I checked my phone. I had plenty of service and battery, so I called Michael. He didn’t answer, so I left a voicemail: “Hey, I got to the rendezvous point and Dakota’s not here, so I hiked down the trail to the bridge, and there’s no footprints in the snow. I’m going to start walking down the tracks looking for him since I have cell service.” I started walking. The railroad bridge was nearly 350 feet across and (luckily) had a metal grate floor on the downstream side and a railing made of posts and metal cables to allow for pedestrian access (although I’m sure it’s for railroad employees and not for kayakers). I’m admittedly not normally scared of heights but being suspended that high above the water as I crossed and seeing the river below my feet definitely made me nervous.

When I reached the other side, I started shouting. “DAKOTA!!” More walking. “DAKOTA!!” Rinse, repeat. Michael called me back and let me know they were at the rendezvous point, and I updated him on my whereabouts and status. I had probably already been walking about twenty minutes. Surely I’d see him soon. Daylight was fading fast. “Okay,” Michael said, “Keep walking another ten minutes, and then you probably need to turn around. Call me back in ten.” I had had cell phone service the whole time up until now, but I considered that to be lucky. “Alright,” I responded, “If I still have cell service, I’ll call you back in ten. If not, just assume I’ve turned around after ten minutes and I’ll call you as soon as I have service again.”

As each minute ticked by, my worry rose. Come on Dakota, where the hell are you? After about eight minutes, I reached the first train tunnel. “DAKOTA!!” I shouted into the dark. No response. I checked the time again. Okay, I told myself, I’ll walk all the way through the tunnel and surely I’ll see him on the other side. I turned on the flashlight on my phone and stepped into the dark. The tunnel was long, but the air was slightly warmer inside. I could hear dripping water. After several minutes of walking I still couldn’t see the other side. About halfway through there was a large hole in the tunnel facing the river which dimly lit that section of tunnel, but the dusk was fading. I kept going into the dark, and eventually came out the other side. “DAKOTA!!” Nothing.
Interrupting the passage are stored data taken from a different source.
PR #908, opened 2022-08-02
refactor: replaced _implicitHeader

### LINKED ISSUE #888: No need to call undocumented nodejs function ServerResponse._implicitHeader
express-session call such code to ensure http header has been sent before writing data.
But nodejs has include such code in the ServerResponse class  `write` function.
 
Another side we should consider is that `http2.Http2ServerResponse` does not have the property of `_implicitHeader`. When we start server via http2, the express-session will break.

lamweili:
Fixes #888

Replaced the usage of undocumented HTTP API with its implementation instead (bringing about **_some_*** http2 support).
There is no change to the existing behavior. This is similar to https://github.com/expressjs/compression/pull/170.

- Undocumented `res._implicitHeader` https://github.com/nodejs/node/blob/a8bc202d855cc7d14895db38a2ac09d1f873e803/lib/_http_server.js#L281
Replaced with `res._implicitHeader` implementation
https://github.com/nodejs/node/blob/a8bc202d855cc7d14895db38a2ac09d1f873e803/lib/_http_server.js#L282

- Undocumented `res._header` 
https://github.com/nodejs/node/blob/93e0bf9abf350637d772bcce14a5d9527b733300/lib/_http_outgoing.js#L741
Replaced with `res.headersSent`
https://github.com/nodejs/node/blob/93e0bf9abf350637d772bcce14a5d9527b733300/lib/_http_outgoing.js#L745

The changes do not require a semver major. 

_**some**_* - This change may/may not provide full http2 support.

### DIFF
--- a/index.js
+++ b/index.js
@@ -272,7 +272,7 @@ function session(options) {
           return ret;
         }
 
-        if (!res._header) {
+        if (typeof res.headersSent === 'boolean' ? !res.headersSent : !res._header) {
           res.writeHead(res.statusCode)
         }
 
--- a/index.js
+++ b/index.js
@@ -273,7 +273,7 @@ function session(options) {
         }
 
         if (!res._header) {
-          res._implicitHeader()
+          res.writeHead(res.statusCode)
         }
 
         if (chunk == null) {
--- a/test/session.js
+++ b/test/session.js
@@ -1381,6 +1381,25 @@ describe('session()', function(){
     })
   });
 
+  describe('res._header patch', function () {
+    it('should be equivalent to res.headersSent', function (done) {
+      request(createServer(function(req, res) {
+        assert.strictEqual(!!res._header, !!res.headersSent,
+          'res._header should be equal to res.headersSent (prior state change)')
+
+        var oldState = !!res._header;
+        res.end('ended')
+        var newState = !!res._header;
+        assert.notStrictEqual(oldState, newState)
+
+        assert.strictEqual(!!res._header, !!res.headersSent,
+          'res._header should be equal to res.headersSent (after state change)')
+      }))
+      .get('/')
+      .expect(200, 'ended', done)
+    })
+  })
+
   describe('res.end patch', function () {
     it('should correctly handle res.end/res.write patched prior', function (done) {
       function setup (req, res) {
--- a/test/session.js
+++ b/test/session.js
@@ -2313,10 +2313,7 @@ describe('session()', function(){
       })
       server.on('listening', function () {
         var client = createHttp2Client(server.address().port)
-        // using ES5 as Node.js <=4.0.0 does not have Computed Property Names
-        var reqHeaders = {}
-        reqHeaders[http2.constants.HTTP2_HEADER_PATH] = '/'
-        var request = client.request(reqHeaders)
+        var request = client.request()
         request.on('response', function (headers) {
           assert.strictEqual(headers[http2.constants.HTTP2_HEADER_STATUS], 200)
           assert.strictEqual(headers[http2.constants.HTTP2_HEADER_CONTENT_TYPE], 'text/plain')
--- a/test/session.js
+++ b/test/session.js
@@ -16,6 +16,16 @@ var Cookie = require('../session/cookie')
 
 var min = 60 * 1000;
 
+var describeHttp2 = describe.skip
+try {
+  var http2 = require('http2')
+  describeHttp2 = describe
+} catch (err) {
+  if (err) {
+    console.log('http2 tests disabled.')
+  }
+}
+
 describe('session()', function(){
   it('should export constructors', function(){
     assert.strictEqual(typeof session.Session, 'function')
@@ -2294,6 +2304,37 @@ describe('session()', function(){
       })
     })
   })
+
+  describeHttp2('http2', function () {
+    it('should work with http2 server', function (done) {
+      var server = createHttp2Server(null, function (req, res) {
+        res.setHeader(http2.constants.HTTP2_HEADER_CONTENT_TYPE, 'text/plain')
+        res.end('Hello, world!')
+      })
+      server.on('listening', function () {
+        var client = createHttp2Client(server.address().port)
+        // using ES5 as Node.js <=4.0.0 does not have Computed Property Names
+        var reqHeaders = {}
+        reqHeaders[http2.constants.HTTP2_HEADER_PATH] = '/'
+        var request = client.request(reqHeaders)
+        request.on('response', function (headers) {
+          assert.strictEqual(headers[http2.constants.HTTP2_HEADER_STATUS], 200)
+          assert.strictEqual(headers[http2.constants.HTTP2_HEADER_CONTENT_TYPE], 'text/plain')
+        })
+        var chunks = []
+        request.on('data', function (chunk) {
+          chunks.push(chunk)
+        })
+        request.on('end', function () {
+          closeHttp2(client, server, function () {
+            assert.strictEqual(Buffer.concat(chunks).toString(), 'Hello, world!')
+            done()
+          })
+        })
+        request.end()
+      })
+    })
+  })
 })
 
 function cookie(res) {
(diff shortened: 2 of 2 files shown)


test/session.js
```diff
@@ -2294,6 +2304,37 @@ describe('session()', function(){
...
+    it('should work with http2 server', function (done) {
+      var server = createHttp2Server(null, function (req, res) {
+        res.setHeader(http2.constants.HTTP2_HEADER_CONTENT_TYPE, 'text/plain')
+        res.end('Hello, world!')
+      })
+      server.on('listening', function () {
+        var client = createHttp2Client(server.address().port)
+        // using ES5 as Node.js <=4.0.0 does not have Computed Property Names
+        var reqHeaders = {}
+        reqHeaders[http2.constants.HTTP2_HEADER_PATH] = '/'
```
dougwilson, line 2318: It doesn't seem this is necessary, as https://nodejs.org/dist/latest-v18.x/docs/api/http2.html#clienthttp2sessionrequestheaders-options says that `/` is the default path (just like `GET` is the default method, and you're not specifying the method here).

dougwilson (changes requested):
I'm not sure what the purpose of the added test code is in relation to this change, as (1) reverting the changes in `index.js` doesn't affect the outcome of the tests and (2) looking at the test code it is just a http/2 server returning "Hello, world!" and asserting that that is the case...

test/session.js
lamweili: Good catch. Will remove it for consistency and less verbosity,

dougwilson:
Sweet. Also, I am going to sleep now, but meant to update here that I think I was using a Node.js version without http/2 earlier when I tested; I needed to get back and double-check that.

lamweili:
Ok, I have split the initial commit (d021958) into two separate commits (92d05cc, df7163e) for clarity.
1. 92d05cc - added test case which fails if `res._implicitHeader()` is used (e.g. in http2)
I added tests that actually require this change, such that we don't accidentally regress the behavior.
The existing codes are untouched. Checking out to it, we will get a test failure on existing codes.

2. df7163e - replaced `res._implicitHeader()` to address test case
In the next commit, which replaced the `res._implicitHeader()`, the test will now pass.

3. 6770cbf - removed explicit http2 headers for less verbosity (using default values)

I ran the GH actions on my forked repository and here are the results for all the commits:
https://github.com/lamweili/session/actions/workflows/ci.yml

lamweili:
I'm not sure if this change will provide/endorse full http2 support. 

IMHO, changing from an undocumented API to a documented API is a move in the right direction.
As a by-product, it helps to remove a blocker in the http2 scope, as http2 does not have `res._implicitHeader()`.

dougwilson:
Yep, makes sense. I assume the line right above that should be changed as well, right? `res._header` is also an undocumented HTTP API, which seems to be the purpose of the PR based on the description. We really should just only use public APIs for sure 👍 . A lot of this is just kruft, haha

lamweili:
Yup, agreed. 

This PR only fixes **ONE** undocumented API to documented API, which is `res._implicitHeader()`. 🤗

dougwilson:
Gotcha. Why spread it across a bunch of PRs? We can just fix the undocumented API usage at once. It's better for making a release, as making a release can cause folks to break. It is sad but true. I usually err on this being a semver major so we should get them all fixed at once.

lamweili:
Ah, I just did a carpet search in the repository, there is no usage for the other undocumented http API `res._header`.
So I reckon we got lucky?

dougwilson:
I'm not sure what that means. It is used in the line right above the one you changed in the PR. https://github.com/expressjs/session/blob/1010fadc2f071ddf2add94235d72224cf65159c6/index.js#L275

lamweili:
Ah, I will address the `res._header`  as well then. Any others to take note of?
https://github.com/expressjs/session/blob/1010fadc2f071ddf2add94235d72224cf65159c6/index.js#L275

dougwilson:
I'm on mobile, so not sure. I just saw that one right above the line you changed when looking at the diff. I can help take a look over the code to find them tomorrow 👍

lamweili:
Sure, thanks! While I have your attention, can you also kindly review https://github.com/expressjs/compression/pull/170?
(I will delete this comment thereafter, just needed the GitHub to notify you.)

dougwilson:
Yes, I will. I only had so much time today for open source. I was just doing them from top to bottom in the GH notifications. I haven't marked that notification as done yet, but also cannot promise that when I get back to it tomorrow, I'll look at that, esp. if you have new stuff on this one. I just go from top to bottom in my GH notifications with whatever time I have is all I can promise.

lamweili:
Continuation of https://github.com/expressjs/session/pull/908#issuecomment-1203407814:

4. c10aca5 - added tests to check for `res._header` and `res.headersSent` equivalence
Strangely, while [`res.headersSent` is only available from Node.js v0.9.4](https://nodejs.org/api/http.html#responseheaderssent), all test cases passed.
I was expecting the GitHub actions for Node.js v0.8 to fail. Perhaps the documentation is incorrect?

5. 647bdd1 - replaced `res._header` with `res.headersSent`

I ran the GH actions on my forked repository and here are the results for all the commits:
https://github.com/lamweili/session/actions

lamweili:
Continuation of https://github.com/expressjs/session/pull/908#issuecomment-1203407814:

4. 9e240a5 - added tests to check for `res._header` and `res.headersSent` equivalence
Strangely, while [`res.headersSent` is only available from Node.js v0.9.4](https://nodejs.org/api/http.html#responseheaderssent), all test cases passed.
Perhaps the documentation is incorrect?

5. e7b53e3 - replaced `res._header` with `res.headersSent` if available (prevent regression)

I ran the GH actions on my forked repository and here are the results for all the commits:
https://github.com/lamweili/session/actions

lamweili:
Continuation of https://github.com/expressjs/session/pull/908#issuecomment-1203407814:

4. 35880d6 - added tests to check for `res._header` and `res.headersSent` equivalence
Strangely, while [`res.headersSent` is only available from Node.js v0.9.4](https://nodejs.org/api/http.html#responseheaderssent), all test cases (including the added one) passed.
Perhaps the documentation is incorrect?

5. 7b8de6b - replaced `res._header` with `res.headersSent` if available (prevented regression so no need for major release)

I ran the GH actions on my forked repository and here are the results for all the commits:
https://github.com/lamweili/session/actions

lamweili:
Continuation of https://github.com/expressjs/session/pull/908#issuecomment-1203407814:

4. 35880d6 - added tests to check for `res._header` and `res.headersSent` equivalence
Strangely, while [`res.headersSent` is only available from Node.js v0.9.4](https://nodejs.org/api/http.html#responseheaderssent), all test cases (including the added one) passed.
Perhaps the documentation is incorrect?

5. 36618af - replaced `res._header` with `res.headersSent` if available (prevented regression so no need for semver major)

I ran the GH actions on my forked repository and here are the results for all the commits:
https://github.com/lamweili/session/actions

lamweili:
@dougwilson, have you got the time to take a look at this PR?

lamweili:
@dougwilson, have you got the time to take a look at this PR?

lamweili:
@dougwilson, have you got the time to take a look at this PR?

Martin-Luther:
I had the same issue : `http2` + `express-session` and the latest version of express-session `1.17.3` did not help.
`express-session` is __not the only module impacted__: I saw people having the same issue with `express-compression`.

> __NB.:__ I am not using `ExpressJS`, but my framework allows me to use modules/plugins from `ExpressJS`

__Option 1)__
You don't have the time to wait for a fix, you can intercept your response and add a test inside your script right before calling `res.end(...)`

```javascript
if (!res._implicitHeader) {
    // Hack required until `express-<plugin>` get support for http2 (express-session)
    res._implicitHeader = function(){ return; }; // Don't need, don't care
}
res.end();
```

This worked for me.

__Option 2)__
For those brave enough to fixe this issue for people like me.
Open `express-session/index.js` line @275

You should have something like:
```javascript
if (!res._header) {
    res._implicitHeader()
}
```

Needs to be replaced by:
```javascript
if (!res._header && res._implicitHeader) {
    res._implicitHeader()
}
```
This will skip the call for people using http2 or when `res._implicitHeader` not defined.

Let me know if it worked for you guys.

Martin-Luther:
I had the same issue : `http2` + `express-session` and the latest version of express-session `1.17.3` did not help.
`express-session` is __not the only module impacted__: I saw people having the same issue with `express-compression`.

> __NB.:__ I am not using `ExpressJS`, but my framework allows me to use modules/plugins from `ExpressJS`

__Option 1)__
You don't have the time to wait for a fix, you can intercept your response and add a test inside your script right before calling `res.end(...)`

```javascript
if (!res._implicitHeader) {
    // Hack required until `express-<plugin>` get support for http2 (express-session)
    res._implicitHeader = function(){ return; }; // Don't need, don't care
}
res.end();
```

This worked for me.

__Option 2)__
For those brave enough to fixe this issue for people like me.
Open `express-session/index.js` line @275

You should have something like:
```javascript
if (!res._header) {
    res._implicitHeader()
}
```

Needs to be replaced by:
```javascript
if (!res._header && res._implicitHeader) {
    res._implicitHeader()
}
```
This will skip the call for people using http2 or when `res._implicitHeader` not defined.

Let me know if it worked for you guys.

lamweili:
@dougwilson Not sure if you have the time to take a look again?

index.js
```diff
@@ -272,8 +272,8 @@ function session(options) {
           return ret;
         }
 
-        if (!res._header) {
-          res._implicitHeader()
+        if (typeof res.headersSent === 'boolean' ? !res.headersSent : !res._header) {
```
bjohansebas, line 275: Maybe it's better to make it a function like in compression https://github.com/expressjs/compression/pull/129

I could see down the tracks a ways. Just more snow, no footprints. Fuck!

I checked my phone, and surprisingly, outside of the tunnel, I had service again. It had been about 20 minutes since I’d last talked to Michael. I called him. The relief to hear from me was apparent in his voice. (I found out the next morning when we were all swapping tales that Michael and Will had started to panic when I didn’t call back after ten minutes, and had begun to think maybe some crazy person was down on the tracks murdering people with two of us now disappeared.) “Okay. I think I’m going to kick off search and rescue. Turn around and come back.” Michael said. The last time the two of them had seen Dakota and told him to start walking to the designated meet-up point was at 4:30pm. Two hours had passed. With no sign of him on the tracks, I told him I agreed and thought it was time to do so as well.
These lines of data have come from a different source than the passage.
Issue #567, opened 2018-03-16
Use Session without cookies


sueess:
Is there any way to use this source or parts of it to create session without cookies? Or does anyone know a better fitting project?

I have a REST-api which is called by various services. The user-id, which I use as a session id, is in the payload of this requests. The incoming format of the JSON payload, and also the position of the user id, is different depending on the client, which sends the request.

I wanna use this user/session id to create a session, keep it alive and delete it after a certain time (clean up). The data could be kept in-memory or in a database.

 Many thanks for an advice.

wesleytodd:
I have a PR open for something like this (https://github.com/expressjs/session/issues/161).  Unfortunately, as it stands now the answer to your question is no.  Even with that PR it wouldn't support your use case.

One other note:  Using predictable session id's is an insecure practice and should be avoided.  So try not to use user id's like you described, but generate uuid's that are only used for auth and session tracking.  If you have to build your own solution, you can use how this package generates session id's as a resource.

Other Other note:  Instead of passing the session id in the body, it is more common to pass it in a header.  If it is also used for authentication, as is common, you can use the `Authorization` header.  Google for "bearer token http auth" or something like that for resources.

sueess:
Many thanks for that answer and your notes. I hoped there is a trick to use it this library without cookies. If anyone knows an alternative, please let me know.

knoxcard:
Close Ticket?

dotconnor:
You could implement a middleware before your session one that will find your client id in the body and then assign it to ```req.cookie['_sid']``` then everything should work as if it was a cookie.

vitalets:
This would be really useful for chatbots.

HarshithaKP:
@sueess Is the solution given by @dotconnor solved your problem or is this still occurring ?

sueess:
I developed my own session handling. I did not test the solution of @dotconnor, but it sounds feasible.

Issue #543, opened 2018-01-23
Cookieless Session


npshubh:
How can we implement cookie-less session in express js? Express-session provides a way to maintain session using cookies but what if we try to use express-session without cookies? Is there any way to achieve that?

dougwilson:
You could just call the `get` and `set` methods on your store object directly.

npshubh:
can you give me an example for that? How I'm supposed to do that?

dougwilson:
So when you create the store object using your chosen store module, that module has various methods to interact with it like `get`, `set`, and more. Depending on how you're going to handle management of sessions without cookies, you would interact with the store module. This module is basically a "cookie adapter" for all the various stores. You would need to implement your own adapter over the stores to provide the functionality you're looking for.

npshubh:
@dougwilson , when another user requests login using API, the first session stored in database is getting updated. So I'm losing session of previous user who was logged in using API. I'm unable to insert new session for each login request.

I can write custom code to achieve that but it worths to ask you if this library consists some logic to operate on such kind of scenario?

dougwilson:
Hm, I've never seen that happen here. It would be a big bug for sure. Can you help me reproduce the issue? I can take a look. Please provide all the following:

1. Version of Node.js
2. Version of this module
3. Complete server code that reproduces the issue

After re-emerging from the tunnel on my way back, night had fully settled in. I was just able to make out the train tracks because of the bright snow, but my surroundings were shrouded in darkness. All I could think about was Dakota, out here somewhere without a light source or communication device, wet from kayaking and still wearing his paddling gear. He must be freezing.

It probably took me about 40 minutes to get back to the pull-off where Michael and Will were waiting. By that time, the first responder was on the scene, a park ranger from Breaks Interstate Park named Austin. He was sitting in his vehicle talking to Michael, asking questions and making phone calls. Will had the smart idea to get his camp stove out of his car and start making food. It was going to be a long night. He gave Michael and I a mason jar full of warm ramen noodle soup, which we split.
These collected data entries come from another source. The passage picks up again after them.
Issue #989, opened 2024-06-20
express-session vulnerability since it is still using a very old cookie-signature version


andiclone:
## Vulnerability
express-session, even in the latest v1.18.0, is still using cookie-signature v1.0.7 which is over a year old and it has a 'sha1' vulnerability: https://owasp.org/Top10/A02_2021-Cryptographic_Failures/

## Problem
In my project I have this reported since over 5 months ago with the latest change in this package, but still no newer version has come out to fix this vulnerability

## Solution
Upgrade the dependency on cookie-signature to a newer version, ideally 1.2.1 where it changes the old sha1 standard to a much more secure and updated sha256

## Notes
This is my first time posting an issue here so if I'm missing something please let me know :)

lucianidev:
i created a fix, I will create a pr

PR #990, opened 2024-07-12
changed the hashing algorithm from sha1 to sha256 due to security problems

lucianidev:
hello,
in the issue #989 the user references a vulnerability in the hashing algorithm sha1. The hashing method resulted vulnerable to hash collision, making it insecure. I changed the hashing method from sha1 to sha256 making it more secure. Tell me about any problems.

Michael contacted everyone we had boated with that day, including the other boating crew we ran into (Storzee, Evan, Gerald, etc). I asked if he had gotten ahold of Andrew, down at our campsite, but he replied that he had tried twice but it went straight to voicemail, meaning that either there was no service there or his phone was dead. I asked Austin what we could do to be helpful, and he told me to hold tight until more people were on scene, but that they would definitely need our help. Before long a few police cars and firefighters showed up. I tried to stay out of the way and let the professionals coordinate, but I couldn’t help eavesdropping. Austin tried to contact CSX (the railway company) and ask if they could halt the trains between Haysi, VA and Elkhorn City, KY until the missing person was found. They weren’t able to stop the train service, but they did say they would go slow through the area and have their conductors keep a lookout for Dakota. There would be two trains coming through that evening, one from each direction.

A million scenarios were going through our minds. Did Dakota give up on hiking his boat down the tracks and try to ferry across the river in his busted boat? If he did, did he make it to the opposite shore? Did he fall or trip and injure himself? Did he have an encounter with a bear, wildcat, or unfriendly locals? Did he get lost in the woods? As the night went on and Dakota continued to fail to appear and several logical explanations were eliminated, the scenarios we dreamed up became more and more outlandish and illogical. Walk the tracks downstream until you cross the bridge, then hike uphill to the road. It seemed so simple. Nothing about his failure to appear at the rendezvous point made sense.

Evan and Adam showed up shortly after the first responders, and had two other kayakers with them who had come from Pikeville. Storzee showed back up not long after, having turned around after receiving the news. More local kayakers were on standby.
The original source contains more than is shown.